Hyperparameters#

class nemo_microservices.types.customization.Hyperparameters(*args: Any, **kwargs: Any)

Bases: BaseModel

finetuning_type: Literal['p_tuning', 'lora', 'all_weights']

The finetuning type for the customization job.

batch_size: int | None = None

Batch size is the number of training samples used to train a single forwardand backward pass.

distillation: DistillationParameters | None = None

Specific parameters for knowledge distillation

epochs: int | None = None

Epochs is the number of complete passes through the training dataset.

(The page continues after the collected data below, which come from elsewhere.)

PR #634, opened 2023-09-18
[controller] Return null instead of Collections.emptySet()

majisourav99:
## Return null instead of Collections.emptySet() when there is no disable replica found.

In `isReplicaDisabled` returning emptySet will cause `java.lang.UnsupportedOperationException: null` exception to be thrown if we try to add any element to it
Instead return null so that it will later create a new HashSet when needed.

## How was this PR tested?

GHCI

### DIFF
--- a/services/venice-controller/src/main/java/com/linkedin/venice/pushmonitor/AbstractPushMonitor.java
+++ b/services/venice-controller/src/main/java/com/linkedin/venice/pushmonitor/AbstractPushMonitor.java
@@ -765,11 +765,10 @@ public abstract class AbstractPushMonitor
           if (helixMap.containsKey(kafkaTopic)) {
             return helixMap.get(kafkaTopic).stream().map(HelixUtils::getPartitionId).collect(Collectors.toSet());
           } else {
-            return Collections.emptySet();
+            return null;
           }
         });
-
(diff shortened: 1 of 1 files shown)


services/venice-controller/src/main/java/com/linkedin/venice/pushmonitor/AbstractPushMonitor.java
```diff
@@ -765,11 +765,10 @@ public boolean isReplicaDisabled(String instance, int partitionId) {
           if (helixMap.containsKey(kafkaTopic)) {
             return helixMap.get(kafkaTopic).stream().map(HelixUtils::getPartitionId).collect(Collectors.toSet());
```
FelixGV, line 766: Would you mind also changing this into a single lookup? e.g.

```
List<String> partitionsList = helixMap.get(kafkaTopic);
return partitionsList == null
    ? null
    : partitionsList.stream().map(HelixUtils::getPartitionId).collect(Collectors.toSet());
```

FelixGV (commented):
Thanks for the quick fix! Left a minor comment...

FelixGV (approved):
Thanks Sourav!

learning_rate: float | None = None

How much to adjust the model parameters in response to the loss gradient

log_every_n_steps: int | None = None

Control logging frequency for metrics tracking.

It may slow down training to log on every single batch. By default, logs every 10 training steps.

lora: LoraParameters | None = None

Specific parameters for LoRA.

p_tuning: PTuningParameters | None = None

Specific parameters for p-tuning.

sequence_packing_enabled: bool | None = None

Sequence packing can improve speed of training by letting the training work on multiple rows at the same time. Experimental and not supported by all models. If a model is not supported, a warning will be returned in the response body and training will proceed with sequence packing disabled. Not recommended for produciton use. This flag may be removed in the future. See https://docs.nvidia.com/nemo-framework/user-guide/latest/sft_peft/packed_sequence.html for more details.

sft: SftParameters | None = None

Specific parameters for SFT.

training_type: Literal['sft', 'distillation'] | None = None

The training type for the customization job.

val_check_interval: float | None = None

Control how often to check the validation set with after a fixed number of training batches or pass a float in the range [0.1, 1.0] to check after a fraction of the training epoch. Note that Early Stopping monitors the validation loss and stops the training when no improvement is observed after 10 epochs with a minimum delta of 0.001. If val_check_interval is greater than the number of training batches, validation will run every epoch.

weight_decay: float | None = None

An additional penalty term added to the gradient descent to keep weights low and mitigate overfitting.